Workers from five states, representing more than a thousand co-workers in a wide variety of job classifications in both the private and public sectors, received a rousing reception from delegates as they came to the podium to tell their stories of organization.

Not all of the speakers had completed the typical organizing process that culminates in a representation election. For Jesus Guererro and Vince Peyna from Westwood Aluminum, a Milwaukee area foundry, their Oct. 3 election victory was a little less than two weeks away. But the University of North Carolina employees escorted to the podium by banner-waving District One leaders can expect no election — state law does not recognize their right to union representation and collective bargaining. (see box).

Despite Denial of a Basic Right, They're Determined to Organize!

The housekeepers and groundskeepers employed by the University of North Carolina are determined to build their union despite the state’s denial of union rights to public employees.

In introducing the representatives of Local 150, the North Carolina Public Service Workers Union, Field Org. Saladin Muhammed compared their struggle for union rights to the civil rights movement that toppled the state’s system of racial segregation. Just as African-Americans defied laws that restricted their access to public facilities, “we also don’t intend to follow those laws that say that workers don’t have a right to collective bargaining,” he said.

Local 150 members are not organizing for a contract; their union won’t live or die depending on the outcome of an election, Muhammed said. Instead, workers are building a movement that can make political demands on state government on behalf of UNC employees.

Barbara Prear, a Local 150 leader, described how housekeepers began organizing an association in 1990 to demand dignity and a voice on the job. The housekeepers, who are 80 percent black women, have “always been disrespected” and work under a different set of rules, Prear said. “We’re not turning back,” she declared.

VICTORIES IN IOWA

A string of victories in Iowa and Nebraska during the past year brought a series of speakers before the convention. As Intl. Rep. Greg Cross pointed out, "we have organized eight new bargaining units that represent more than 600 workers in both the public and private sectors."

Rick Simons, Local 811, who came to the 1996 convention to report how he and his co-workers had organized into UE, made a return trip with a sequel to last year’s story. When their employer took over a new operation but refused to expand the bargaining unit, Simons signed up each of the new workers by 6 p.m. on the first day. The vote was unanimous for UE in the subsequent election.

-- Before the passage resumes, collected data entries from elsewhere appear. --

PR #1245, opened 2024-10-09
docs: Add open assistants integration

jirispilka:
The documentation has two parts: 
- Real-time search data for OpenAI Assistant
- Save data into OpenAI Vector Store and use it in the assistant

I know it's a bit dense, but I wanted to avoid splitting it into two separate pages

@TC-MO any idea where to add a full code example? 
What about provide a link to github repository? Gist?


TC-MO:
I think the best way even if it's huge would be to put the code example within the doc. As kind of a summary? If you are afraid that it super big maybe we can hide it in <details> tag?

sources/platform/integrations/ai/openai_assistants.md
```diff
@@ -0,0 +1,432 @@
...
+description: Learn how to integrate Apify with OpenAI Assistants to provide real-time search data and to save them into OpenAI Vector Store
+sidebar_position: 1
+slug: /integrations/openai-assistants
+---
+
+**Learn how to integrate Apify with OpenAI Assistants to provide real-time search data and to save them into OpenAI Vector Store.**
+
+---
+
+[OpenAI Assistants API](https://platform.openai.com/docs/assistants/overview) allows you to build your own AI applications such as such as chatbots, virtual assistants, and more.
```
TC-MO, line 13:
```suggestion
[OpenAI Assistants API](https://platform.openai.com/docs/assistants/overview) allows you to build your own AI applications such as chatbots, virtual assistants, and more.
```

TC-MO (approved):
Just one repetition that I found, otherwise looks good!

PR #1364, opened 2024-12-19
fix: Add redirect from crawlee.dev/python/docs

janbuchar:
https://crawlee.dev/python/docs now leads to a 404 page, which is not optimal. This should fix that, in a manner consistent with the JS version of the docs


B4nan (approved):

janbuchar:
@B4nan is there anyone else who should see this or do I just merge it and it will get auto-deployed?

B4nan:
I don't think so, let's hope it will just work, the deployment should be automated (it was for the docs itself, not entirely sure if it applies to crawlee docs too).

PR #1367, opened 2024-12-20
feat: auto-trigger code sample testing

m-murasovs:


.github/workflows/test-code-samples.yaml
```diff
@@ -0,0 +1,31 @@
...
+
+    steps:
+      - name: Checkout repository
+        uses: actions/checkout@v3
+
+      - name: Get current branch name
+        id: get-branch-name
+        run: echo "branch_name=$(git rev-parse --abbrev-ref HEAD)" >> $GITHUB_ENV
+
+      - name: Call Code Sample Tester Actor
```
m-murasovs, line 23: I couldn't figure out how to fail the workflow if the actor run fails

.github/workflows/test-code-samples.yaml
```diff
@@ -0,0 +1,31 @@
...
+        env:
+          APIFY_TOKEN: ${{ secrets.CODE_SAMPLE_TESTER_ACTOR_TOKEN }}
```
m-murasovs, line 25: We'll need to add a token for this once the actor is moved to the Apify account

.github/workflows/test-code-samples.yaml
```diff
@@ -0,0 +1,31 @@
...
+          BRANCH_NAME: ${{ env.branch_name }}
+        run: |
+          curl --fail-with-body -X POST "https://api.apify.com/v2/acts/X8D0L4wfpO8fCL1uL/run-sync" \
+          -H "Content-Type: application/json" \
+          -H "Authorization: Bearer $APIFY_TOKEN" \
+          -d '{ "branch": "'"$BRANCH_NAME"'" }'
```
janbuchar, line 31: Will this work on PRs from forks?

.github/workflows/test-code-samples.yaml
```diff
@@ -0,0 +1,31 @@
...
+jobs:
+  run-code-sample-tests:
+    runs-on: ubuntu-latest
+
+    steps:
+      - name: Checkout repository
+        uses: actions/checkout@v3
+
+      - name: Get current branch name
+        id: get-branch-name
```
janbuchar, line 20: That shouldn't be necessary, right?

.github/workflows/test-code-samples.yaml
```diff
@@ -0,0 +1,31 @@
...
+
+jobs:
+  run-code-sample-tests:
+    runs-on: ubuntu-latest
+
+    steps:
+      - name: Checkout repository
+        uses: actions/checkout@v3
+
+      - name: Get current branch name
```
janbuchar, line 19: Also the branch should be accessible under `{{ github.ref_name }}`. Then you shouldn't even need to call `actions/checkout`.

.github/workflows/test-code-samples.yaml
m-murasovs: This PR is from a fork, so I think so

CleanShot 2024-12-20 at 11 38 15@2x

janbuchar: The run in the console suggests otherwise 
image

m-murasovs: Great catch! I've modified the action and the actor so that the owner of the triggering repo is passed

m-murasovs: Here's the last run with the test: https://console.apify.com/actors/X8D0L4wfpO8fCL1uL/runs/g4B6nhuQZVKlOc9dx#log

m-murasovs: Also, sorry I deleted that comment because I realised it was wrong, but hadn't seen your second one yet :)

janbuchar (approved):

PR #1371, opened 2025-01-02
fix: various OpenAPI plugin fixes

B4nan:
- fix HTML comments in descriptions
- group sidebar based on group tags
- enable redirects for redoc links (`#tag...`)
- scroll sidebar after redirect
- enable redirects for sidebar categories
- fix wrongly escaped inline code block
- redirect to search page if no match found


TC-MO (approved):
LGTM

PR #1372, opened 2025-01-03
feat: add Redoc legacy urls and a script for traversing and safe dumping the yamls

netmilk:


apify-api/openapi/components/tags.yaml
```diff
@@ -170,23 +185,27 @@
   x-trait: 'true'
   description: '**[DEPRECATED]** API endpoints related to run of the actor were moved
     under new namespace [`actor-runs`](#/reference/actor-runs).'
+  x-legacy-doc-urls: https://docs.apify.com/api/v2#tag/ActorsAbort-run
```
B4nan, line 188: this looks like the value is a string, while it should be an array

B4nan (commented):
also, should we get rid of the `https://docs.apify.com/api/v2` prefix everywhere? the redirection script I build doesn't need it, and I can imagine the decorators also don't, looking at their code, they just cut the part before the `#` sign

apify-api/scripts/add-redoc-legacy-urls-to-tags.py
```diff
@@ -0,0 +1,48 @@
...
+from slugify import slugify
+from ruamel.yaml.scalarstring import LiteralScalarString
+import re
+from functools import reduce
+
+yaml = ruamel.yaml.YAML(typ='rt')
+yaml.indent(mapping=2, sequence=2, offset=0)
+
+# https://stackoverflow.com/questions/78075152/preserve-line-wrapping-in-ruamel-yaml
+# needed to convert flow sclars (>-) to literal blocks (|)
```
B4nan, line 13:
```suggestion
# needed to convert flow scalars (>-) to literal blocks (|)
```

also since this is commented out, i guess we don't need it?

apify-api/scripts/add-redoc-legacy-urls-to-tags.py
```diff
@@ -0,0 +1,48 @@
...
+      except KeyError:
+          tag['x-legacy-doc-urls'] = [redoc_url]
+    
+    with open(tags_file_path, 'w') as file:
+        yaml.dump(tags, file)
+
+
+
+
+
```
B4nan, line 48:
```suggestion

```

apify-api/scripts/add-redoc-legacy-urls-to-tags.py
```diff
@@ -0,0 +1,48 @@
...
+#yaml.representer.add_representer(type(None), my_represent_none)
+
+
+# Load tags
+tags_file_path = '../openapi/components/tags.yaml'
+with open(tags_file_path, 'r') as file:
+    tags = yaml.load(file)
+    for tag in tags:
+      print(tag)
+      safe_tag = re.sub(r'\/', "", tag['name'])
```
B4nan, line 33: not sure how this works in python, i would expect a global modifier, since there could be multiple slashes. but looking at our tags, we probably always have only one (or none), so i guess its fine this way too

apify-api/scripts/add-redoc-legacy-urls-to-tags.py
```diff
@@ -0,0 +1,48 @@
...
+
+# https://stackoverflow.com/questions/42094599/preserving-quotes-in-ruamel-yaml
+yaml.preserve_quotes = True
+
+# non empty null
+# https://stackoverflow.com/questions/57172997/yaml-dumper-outputs-blank-instead-of-null-from-none-value-how-to-make-it-output
+#def my_represent_none(self, data):
+#    return self.represent_scalar(u'tag:yaml.org,2002:null', u'null')
+#
+#yaml.representer.add_representer(type(None), my_represent_none)
```
B4nan, line 24: same here, was it needed when its commented out?

apify-api/scripts/add-redoc-legacy-urls-to-operations.py
```diff
@@ -0,0 +1,67 @@
...
+from slugify import slugify
+from ruamel.yaml.scalarstring import LiteralScalarString
+import re
+from functools import reduce
+
+yaml = ruamel.yaml.YAML(typ='rt')
+yaml.indent(mapping=2, sequence=4, offset=2)
+
+# https://stackoverflow.com/questions/78075152/preserve-line-wrapping-in-ruamel-yaml
+# needed to convert flow sclars (>-) to literal blocks (|)
```
B4nan, line 13:
```suggestion
# needed to convert flow scalars (>-) to literal blocks (|)
```

apify-api/scripts/add-redoc-legacy-urls-to-operations.py
```diff
@@ -0,0 +1,67 @@
...
+        redoc_url = f'https://docs.apify.com/api/v2#tag/{safe_tag}/operation/{operation['operationId']}'
+        operation['x-legacy-doc-urls'].append(redoc_url)
+
+    with open(path_path, 'w') as file:
+        yaml.dump(path_yaml, file)
+
+
+
+
+
```
B4nan, line 67:
```suggestion

```

B4nan (approved):
just a few nits about the scripts, nothing blocking, checked a few URLs are all good

apify-api/scripts/add-redoc-legacy-urls-to-tags.py
netmilk: It's a one-off script. It worked for this use case. I'm leaving the scripts behind to document my thought process and have a paper trail of the patterns for manipulating the yaml for future reference.

PR #1393, opened 2025-01-08
fix: correct limits for dataset get items endpoint

metalwarrior665:
See test runs:
2000 columns - https://console.apify.com/view/runs/zQPSs9IcesvwlZfiw
unlimited items - https://console.apify.com/view/runs/mnPtQvpRJCLtFevg3

I think these changes are a few years old by now so it would be good if someone took a good look.


B4nan (approved):
fine by me, but let's also include @drobnikj or someone else from the platform team to confirm the changes

drobnikj (approved):
Thanks for the fix!

PR #1411, opened 2025-01-14
feat: switch new OpenAPI docs to `/api/v2`

B4nan:


static/robots.txt
```diff
@@ -1,4 +1,5 @@
 User-agent: *
 Sitemap: https://docs.apify.com/sitemap.xml
 Disallow: https://docs.apify.com/api/v2-old
-Disallow: https://docs.apify.com/api/v2-new
+Disallow: https://docs.apify.com/api/v2-redoc
+Disallow: https://docs.apify.com/api/v2
```
netmilk, line 5: We want the `/api/v2` to be indexed, and this would disallow that, wouldn't  it?

```suggestion
```

apify-docs-theme/static/js/custom.js
```diff
@@ -78,8 +78,7 @@ function scrollOpenApiSidebarItemIntoView() {
 function redirectOpenApiDocs() {
     const { hash, pathname, origin } = new URL(window.location.href);
 
-    // TODO change to '/api/v2'
-    if (pathname.replace(/\/$/, '') !== '/api/v2-new') {
+    if (pathname.startsWith('/api/v2') && pathname.startsWith('/api/v2-')) {
```
netmilk, line 81: isn't the `pathname.startsWith('/api/v2')` part redundant?

netmilk (changes requested):

apify-docs-theme/static/js/custom.js
B4nan: right, should be `if (!pathname.startsWith('/api/v2') || pathname.startsWith('/api/v2-')) {`

netmilk (approved):

PR #1413, opened 2025-01-16
fix: remove trailing slash from internal URL

B4nan:
This fixes the lychee 404 errors.

https://github.com/apify/apify-docs/actions/runs/12799427833


B4nan:
@TC-MO now this one please 🙏 😄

A number of the newly organized UE in Iowa are school support staff. Ellen Rowlet, a key member of the UE organizing committee in the Storm Lake School District, is now on the negotiating committee. "Two things I feel we need most from a union like UE is a fair grievance procedure and for people to be recognized by seniority," Rowlet said.

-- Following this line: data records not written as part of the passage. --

PR #1415, opened 2025-01-17
docs: add full schema link

TC-MO:
Add full schema link to API docs introductory paragraph

### DIFF
--- a/apify-api/openapi/openapi.yaml
+++ b/apify-api/openapi/openapi.yaml
@@ -12,10 +12,7 @@ info:
     around [RESTful](https://en.wikipedia.org/wiki/Representational_state_transfer)
     HTTP endpoints. 
     
-You can download the complete OpenAPI schema of Apify API in the [YAML](http://docs.apify.com/api/openapi.yaml) or [JSON](http://docs.apify.com/api/openapi.json) formats. The source code is available on [GitHub](https://github.com/apify/apify-docs/tree/master/apify-api/openapi).
-    
-    - [OpenAPI YAML](http://docs.apify.com/api/openapi.yaml)
-    - [OpenAPI JSON](http://docs.apify.com/api/openapi.json)
+    You can download the complete OpenAPI schema of Apify API in the [YAML](http://docs.apify.com/api/openapi.yaml) or [JSON](http://docs.apify.com/api/openapi.json) formats. The source code is also available on [GitHub](https://github.com/apify/apify-docs/tree/master/apify-api/openapi).
 
     All requests and responses (including errors) are encoded in
     [JSON](http://www.json.org/) format with UTF-8 encoding,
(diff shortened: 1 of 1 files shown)


apify-api/openapi/openapi.yaml
```diff
@@ -10,7 +10,9 @@ info:
     The Apify API (version 2) provides programmatic access to the [Apify
     platform](https://docs.apify.com). The API is organized
     around [RESTful](https://en.wikipedia.org/wiki/Representational_state_transfer)
-    HTTP endpoints.
+    HTTP endpoints. 
+    
+    You can check the complete OpenAPI schema [here](https://docs.apify.com/api/apify-api.yaml).
```
jancurn, line 15: Wouldn't it be better to link https://github.com/apify/apify-docs/tree/master/apify-api/openapi instead of this strange page? People can find more in that directory. Also, please let's add JSON version

B4nan: It's the very same content, compiled into one file. I believe this is what anyone would use if they want to work with our schema.

I will add the JSON version tomorrow, again, it will be a single file. We can surely link to the source files if that makes some sense (but I am not sold on that really, who does that, what would be the use case?).

Thoughts @netmilk?

jancurn: Oh yeah, but still I think it's good to link the GitHub source code from which the actual API docs are generated. We do the same for all our docs pages. And who knows, maybe somebody will send a PR...

TC-MO: That makes more sense to me than to have a button & separate link within prose

B4nan: Btw I also changed the URL (as agreed with Adam) to http://docs.apify.com/api/openapi.yaml and http://docs.apify.com/api/openapi.json in that PR, so if we want to keep it in the description, we'll have to adjust that.

TC-MO: I've adjusted the description, it's now shown in a bullet list like this 

image

but with the changed label on the button, it seems redundant.

Any thoughts on this @jancurn, @netmilk  ?

apify-api/openapi/openapi.yaml
```diff
@@ -10,7 +10,12 @@ info:
     The Apify API (version 2) provides programmatic access to the [Apify
     platform](https://docs.apify.com). The API is organized
     around [RESTful](https://en.wikipedia.org/wiki/Representational_state_transfer)
-    HTTP endpoints.
+    HTTP endpoints. 
+    
+    You can check the complete OpenAPI schema in the following formats:
```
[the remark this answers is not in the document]
TC-MO: Sure thing

jancurn (approved):
Great cheers

B4nan (approved):
I am still not sold on the need for this, but it wont hurt either 🙃 

Note that the links open the content instead of triggering download (I don't think we can force download it via markdown links, we do that in the dropdown I added via #1419) .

From the Adel-DeSoto-Minburn School District, bus driver Gilbert Webb described how the 80 teachers’ aides, custodians, bus drivers, food service workers and secretaries organized and gained a contract. "We got more money. And they sit up and they take notice of us now," Webb said.

Dave Lehman and Wendy Ganson represented nearly 200 co-workers employed by the Western Dubuque School District; they explained how the district is the largest in Iowa, covering 560 square miles, with seven different departments. For years management has played department against department, worker against worker, but no more. "We went into contract negotiations as a unit, for the first time in the history of our district," said Ganson.

BUILDING SOLIDARITY

John Ross received a charter on behalf of Local 888, representing 100 industrial, commercial and construction electricians employed by Meisner Electric in Newton, Iowa. An AFL-CIO union made promises to the Meisner electricians which proved to be too good to be true. UE made no promises, Ross said, only an offer "to help us achieve something that we had never had before, which was solidarity and a vastly improved contract." An election victory was followed by extensive contract improvements, including wage increases totaling 23 percent over three years. "We are proud and happy to be members of UE," said Ross.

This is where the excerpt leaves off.